Hardware Resources Explained
Hardware devices, such as modems, network circuits, sound circuits, and so on, require system resources
such as Interrupt Request (IRQ) lines, Input/Output Port (I/O) addresses, Direct Memory Access Channels
(DMA), and a range of Memory Addresses for storing code and data. Each device needs its own set of
resources. If two devices attempt to use the same resource, your system may lock up or crash.
An IRQ is a connection between a hardware device and the CPU (Central Processor Unit). A hardware
device uses it's assigned IRQ line to signal or "interrupt" the CPU when it needs attention. Depending
upon the priority of the interrupt and what the CPU is currently doing, the CPU may stop executing the
program it's currently running and jump to a service routine for the hardware device. After the interrupt
has been serviced, the CPU will resume executing the original program.
Early computer motherboards had a chip that provided eight IRQ lines numbered 0 through 7. Later a
second IRQ chip was added to provide channels 8 through 15. IRQ channel 2 is used to cascade the two
IRQ chips together.
In today's computers the IRQ
circuits are integrated into the chip set. The development of the Advanced Configuration and Power
Interface (ACPI) allows for IRQ numbers above 15. These are actually virtual interrupts mapped
to a single real interrupt, usually IRQ 9 or 11.
Hardware devices are traditionally assigned IRQ lines as shown in the table below:
|2||Second IRQ Controller|
|14||Primary Hard Drive|
|15||Secondary Hard Drive|
Although these are the traditional IRQ assignments, most systems will have different assignments.

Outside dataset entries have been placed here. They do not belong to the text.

PR #880, opened 2025-02-07
feat: add void volume and flow rate to Cytiva Unicorn adapter

alejandro-salgado:
- add column volume and flow rate to Cytiva Unicorn adapter
- add column volume and flow rate to Liquid chromatography benchling 09/23 schema and mapper


src/allotropy/allotrope/schemas/adm/liquid-chromatography/BENCHLING/2023/09/liquid-chromatography.schema.json
```diff
@@ -117,6 +117,18 @@
                                               "$asm.pattern": "value datum",
                                               "$asm.type": "http://www.w3.org/2001/XMLSchema#string",
                                               "$ref": "http://purl.allotrope.org/json-schemas/adm/core/REC/2023/09/core.schema#/$defs/tStringValue"
+                                            },
+                                            "column volume": {
```
Preston-O-Benchling, line 121: Could this be changed from "column volume" to "void volume"? The property class is already defined as "void volume". The rest of the documents would need "column volume" switched to "void volume"

james-leinas (approved):

nathan-stender (approved):

PR #890, opened 2025-02-13
feat: rename conductivity and flow measurements in Cytiva Unicorn adapter

alejandro-salgado:
- rename electric conductivity to differentiate S/m from % measurements
- rename sample flow to differentiate CV/h, mL/min and cm/s
- rename system flow to differentiate CV/h and mL/min


james-leinas (commented):
@alejandro-salgado, we should probably keep the concept labels consistent with the same term we have currently. Understand the idea to be prescriptive to what the unit is but since we have a unit attached to each datacube, don't think we need to relabel the concepts.

PR #900, opened 2025-02-26
fix: MSD Methodical Mind - add type verification for luminescence

alejandro-salgado:
- redefine luminescence as float and add type verification in methodical mind


src/allotropy/parsers/methodical_mind/methodical_mind_structure.py
```diff
@@ -56,7 +57,7 @@ def create(
         ]
         well_data = [
             WellData.create(
-                luminescence=value,
+                luminescence=try_int(value, "luminescence"),
```
james-leinas, line 60: @alejandro-salgado, would you be able to change this to `try_float` instead? Most cases will have LUM reported as an int but some instruments can have more precision to report decimals

james-leinas (changes requested):

nathan-stender (approved):

stephenworlow (approved):

PR #259, opened 2021-08-13
[Fix] Update the ref_name of the serializers with the same name in v0 and v1 of the enterprise data api

schenedx:
The reason this needs to be done is because, drf_yasg, which is the library to generate swagger docs, have trouble with the same name of the two serializers in v0 and v1 of the API version

**Merge checklist:**

**Post merge:**
- [x] Tag pushed and a new [version](https://github.com/edx/edx-enterprise-data/releases) released
- [x] After versioned build finishes in [Travis](https://travis-ci.org/github/edx/edx-enterprise-data), verify version has been pushed to [PyPI](https://pypi.org/project/edx-enterprise-data/)

### DIFF
--- a/CHANGELOG.rst
+++ b/CHANGELOG.rst
@@ -15,6 +15,10 @@ Unreleased
 ----------
 
 =========================
+[2.2.20] - 2021-08-13
+---------------------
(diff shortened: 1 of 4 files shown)


muhammad-ammar (approved):
LGTM 👍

This is because IRQ assignments can be changed manually, and several devices listed in the table have
become obsolete, for example the Floppy Drive and the Parallel Port.

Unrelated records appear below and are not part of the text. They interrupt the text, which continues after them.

PR #275, opened 2021-10-21
feat!: advertise constraints when packaging

rgraber:
Updates setup.py to read constraints files as well when generating metadata about requirements. This will enable library users to more quickly see if an upgrade is compatible with current requirements.

Before, edx_enterprise_data.egg-info/requires.txt looked like:
```
edx-django-utils
requests
rules
edx-drf-extensions
edx-rbac
django-fernet-fields
edx-opaque-keys
edx-rest-api-client
Django
django-model-utils

[reporting]
paramiko
PGPy
celery==3.1.18
vertica-python
pyminizip
snowflake-connector-python
py2neo
awscli==1.18.159
boto3==1.15.18
unicodecsv==0.14.1
cryptography
```

After the change:
```
requests
edx-rest-api-client
edx-django-utils
edx-drf-extensions
edx-opaque-keys
Django<2.3,>=2.2
django-fernet-fields
django-model-utils
edx-rbac
rules

[reporting]
awscli==1.18.159
boto3==1.15.18
celery==3.1.18
cryptography
paramiko
PGPy
py2neo
pyminizip
unicodecsv==0.14.1
vertica-python
snowflake-connector-python
```

Note that the constraints on Django are now listed

**Merge checklist:**
- [N/A ] Any new requirements are in the right place (do **not** manually modify the `requirements/*.txt` files)
- [N/A ] `make static` has been run to update webpack bundling if any static content was updated
- [ N/A] Translations updated (see docs/internationalization.rst but also this isn't blocking for merge atm)

**Post merge:**

### DIFF
--- a/CHANGELOG.rst
+++ b/CHANGELOG.rst
@@ -15,6 +15,10 @@ Unreleased
 ----------
 
 =========================
+[3.4.0] - 2021-10-22
+---------------------
+  * Advertise constraints when packaging
+
 [3.3.0] - 2021-09-21
 ---------------------
   * Added support for Django32
--- a/setup.py
+++ b/setup.py
@@ -8,6 +8,8 @@ import sys
 
 from setuptools import setup
 
+# groups "my-package-name<=x.y.z,..." into ("my-package-name", "<=x.y.z,...")
+requirement_line_regex = re.compile(r"([a-zA-Z0-9-]+)([<>=][^#\s]+)?")
 
 def get_version(*file_paths):
     """
@@ -31,17 +33,46 @@ if sys.argv[-1] == "tag":
 
 def load_requirements(*requirements_paths):
     """
-    Load all requirements from the specified requirements files.
+    Load all requirements from the specified requirements files, including any constraints from other files that
+    are pulled in.
     Returns a list of requirement strings.
     """
-    requirements = set()
+    requirements = {}
+    constraint_files = set()
+
+    def add_version_constraint_or_raise(current_line, current_requirements, add_if_not_present):
+        regex_match = requirement_line_regex.match(current_line)
+        if regex_match:
+            package = regex_match.group(1)
+            version_constraints = regex_match.group(2)
+            existing_version_constraints = current_requirements.get(package, None)
+            # it's fine to add constraints to an unconstrained package, but raise an error if there are already
+            # constraints in place
+            if existing_version_constraints and existing_version_constraints != version_constraints:
+                raise BaseException('Multiple constraint definitions found for {}: "{}" and "{}".'
+                                    .format(package, existing_version_constraints, version_constraints))
+            if add_if_not_present or package in current_requirements:
+                current_requirements[package] = version_constraints
+
+    # process .in files and store the path to any constraint files that are pulled in
     for path in requirements_paths:
         with open(path) as reqs:
-            requirements.update(
-                line.split('#')[0].strip() for line in reqs
-                if is_requirement(line.strip())
-            )
-    return list(requirements)
+            for line in reqs:
+                if is_requirement(line):
+                    add_version_constraint_or_raise(line, requirements, True)
+                # ignore non-local constraint files
+                if line and line.startswith('-c') and not line.startswith('-c http'):
+                    constraint_files.add(os.path.dirname(path) + '/' + line.split('#')[0].replace('-c', '').strip())
+
+    # process constraint files and add any new constraints found to existing requirements
+    for constraint_file in constraint_files:
+        with open(constraint_file) as reader:
+            for line in reader:
+                if is_requirement(line):
+                    add_version_constraint_or_raise(line, requirements, False)
+
+    # process back into list of "pkg><=constraints" strings
+    return ['{}{}'.format(pkg, version or '') for (pkg, version) in requirements.items()]
 
 
 def is_requirement(line):
@@ -49,7 +80,7 @@ def is_requirement(line):
     Return True if the requirement line is a package requirement;
     that is, it is not blank, a comment, a URL, or an included file.
     """
-    return line and not line.startswith(('-r', '#', '-e', 'git+', '-c'))
+    return line and line.strip() and not line.startswith(('-r', '#', '-e', 'git+', '-c'))
 
 
 setup(
--- a/enterprise_data/__init__.py
+++ b/enterprise_data/__init__.py
@@ -2,6 +2,6 @@
 Enterprise data api application. This Django app exposes API endpoints used by enterprises.
 """
 
-__version__ = "3.3.0"
+__version__ = "3.4.0"
 
 default_app_config = "enterprise_data.apps.EnterpriseDataAppConfig"  # pylint: disable=invalid-name


setup.py
```diff
@@ -8,6 +8,8 @@
 
 from setuptools import setup
 
+# groups "my-package-name<=x.y.z,..." into ("my-package-name", "<=x.y.z,...")
+requirement_line_regex = re.compile(r"([a-zA-Z0-9-]+)([<>=][^#\s]+)?")
```
timmc-edx, line 12: Might need to put `\s*(#.*)?` at the end for lines like this:

```requests                                # Required for SAPSuccessFactorsAPIClient```

Or maybe I'm missing something, since I haven't actually tried this locally.

Comment (timmc-edx) [reply setup.py:12]: ...I think I'm just missing something, because I've done some experiments and I don't understand what I'm seeing. -.-

Comment (rgraber) [reply setup.py:12]: since we're only using this to match the beginning of the line (eg match instead of matchfull) it should successfully catch lines like that and just have None for the second group

Comment (timmc-edx) [reply setup.py:12]: Oh jeez, yeah, `fullmatch` is how it's spelled in Python, as opposed to `match` in some other languages' stdlibs.

File: CHANGELOG.rst [hunk 2]
```diff
@@ -15,6 +15,10 @@ Unreleased
 ----------
 
 =========================
+[3.4.0] - 2021-10-22
+---------------------
+  * Advertise constraints when packaging
```
robrap, line 20: In general, I think these PRs should be considered a bug fix, since in theory they should be a no-op of sorts. In other words, this should be `3.3.1`.

However, this PR indicates a rollout gotcha of your new code. If the library starts advertising invalid constraints, other IDAs or libraries may no longer be able to update this library when it should be able to.

As noted in a separate conversation (and the PR description), this PR would start advertising `Django<2.3`, but the constraint should be `Django<4`(?, see below) to match reality. Note that [edx-analytics-data-api](https://github.com/edx/edx-analytics-data-api/blob/master/requirements/base.txt) is on `Django 3.2`, and is using `edx-enterprise-data 3.2.0`, but supposedly `Django 3.2` support was added in `edx-enterprise-data 3.3.0`, which is sad/funny.

In any case, I would propose that as part of rollout of this code in any new repo, if the advertised constraints change, they should be verified/fixed as part of the same PR. This library should be advertising `Django 3.2` support, and that could and should (in my opinion) be fixed in this same PR.

Note: In general, I think we don't create upper constraints for all dependencies for major versions because of the overhead, so I think we just add it when we know/learn that there is an issue. For large libraries like Django, maybe that is different, and we assume guilty until proven innocent? Thus, bumping to `Django<4` would make sense.

rgraber: Small point: the reason I made it a version change was specifically because it would break anyone trying to upgrade until the correct constraints were advertised. I felt that was enough of a breaking change.

rgraber: I'm a little hesitant to group this PR with the PR to correct the constraints from a rollback/debug point of view. Those feel like separate problems and if for some reason, this turns out not actually to be totally 3.2 compliant, rolling back that change should be a different PR than rolling back the change to advertising that.

rgraber: In this particular case that's unlikely, but the idea holds.

timmc-edx: The actual compatibility of the code doesn't change, which makes me think minor or patch version change at most -- but it's possible it could cause dependency version downgrades in the relying IDA. Making a major version bump would get people's attention. :-)

When we automate (or semi-automate) PR-creation for these changes, we can have the job include a before/after diff of the requires.txt output. If there's a tool to auto-bump a version number we could always do a major version bump, and anyone reviewing the PR could decide whether to remove that part of the changeset.

timmc-edx: (I don't think *we* should group these changes, but I'd like to see PRs generated and then handed off to owning teams any time the advertised constraints would change so that they can make a decision and make any adjustments themselves.)

rgraber: Put like that, I'm ok with making it a minor version change, and I like the idea of always diffing the requires.txt files. I don't understand what you mean by "I'd like to see PRs generated and then handed off to owning teams any time the advertised constraints would change." Are you talking about auto generating PRs to update constraints.txt?

timmc-edx: Sorry, what I mean is that I'd like to generate PRs for all relevant repos, and have the PRs somehow include the requires.txt diff (might need a small change to the tool) -- and that for any of those PRs where the diff in fact shows the addition of contraints, we get the owning team involved to have them approve the PR. (Maybe they want to make fixes, maybe they just say it looks good.)

rgraber: Ah, that makes sense to me.

rgraber: I guess in this case since we know what the fix would be we could just make it

rgraber: In terms of the actual version of Django to put, edx-analytics-data-api just uses Django with no version constraint on it

rgraber: We could just leave the actual decision about what version to use up to enterprise

rgraber: @robrap who owns the decision about how we do or don't use max constraints?

robrap: My recommendation would be:
1. Make this `3.3.1`.
2. Fix the broken max constraint by simply removing that max constraint.
3. Notify enterprise and let them leave it unconstrained or add in a non-broken max constraint.

rgraber: It sounds like enterprise isn't actually sure if the constraint can safely be removed. @georgebabey

setup.py
timmc-edx: On a different note, I think we'll want to put this into the `load_requirements` function itself to make the semgrep transformation easier. (This isn't performance sensitive, so no real benefit from pre-compilation.) We can also `import re` at the top of the function to make it more self-contained.

setup.py
```diff
@@ -31,25 +33,54 @@ def get_version(*file_paths):
...
-    Load all requirements from the specified requirements files.
+    Load all requirements from the specified requirements files, including any constraints from other files that
+    are pulled in.
     Returns a list of requirement strings.
     """
-    requirements = set()
+    requirements = {}
+    constraint_files = set()
+
+    def add_version_constraint_or_raise(current_line, current_requirements, add_if_not_present):
```
timmc-edx, line 43: I have a minor preference to make this a closure over `requirements` rather than passing it in as an explicit variable, since there's less indirection that way. (If this were lifted out as a separate function so it could be unit tested, I'd probably have a different opinion!)

But I think that's mostly a matter of taste, nothing I'm going to strongly advocate for.

setup.py
timmc-edx: For reference: We have about 130 repos with setup.py files; about 80 have `import os.path` or similar and about 40 have `import re`. So maybe we just need to do some one-time fixup on the import headers? Maybe we can just toss the imports in there and run isort from the PR-generating script to clean it up. :-D

timmc-edx:
Code looks great, just need to find the right repo to test it in. :-)

Note for future work: When we get to the point of mass-updating repos, I think we'll want to have the `load_requirements` docstring point to the template source file (not sure where that will be) so that people will know to update that one instead of the local one in the individual repo.

robrap:
How do we lan on reconciling “mass update” with the fact that we hit an exceptional case on our first repo? What will be the process of detecting and marking exceptions?

timmc-edx:
In a previous comment I suggested that each PR come with a diff of the effective `install_requires` values. If there's a difference, we can have a different PR body than for clean diffs, such as an a checkbox saying "I've confirmed that the differences here are acceptable" and some text about using an appropriate version bump.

An I/O port is a range of addresses used to move data to and from a hardware device. the table below
shows the traditionally assigned I/O addresses:
|Primary Hard Drive||01F0-01F7|
|Secondary Hard Drive||0170-0177|
Although these are the traditional I/O address assignments, most systems will have different
assignments because a plug-and-play operating system will automatically allocate I/O address as
required. If you see two different devices that are assigned the same I/O port addresses, this may
not be a resource conflict. The devices may be using those I/O port addresses to communicate with each other.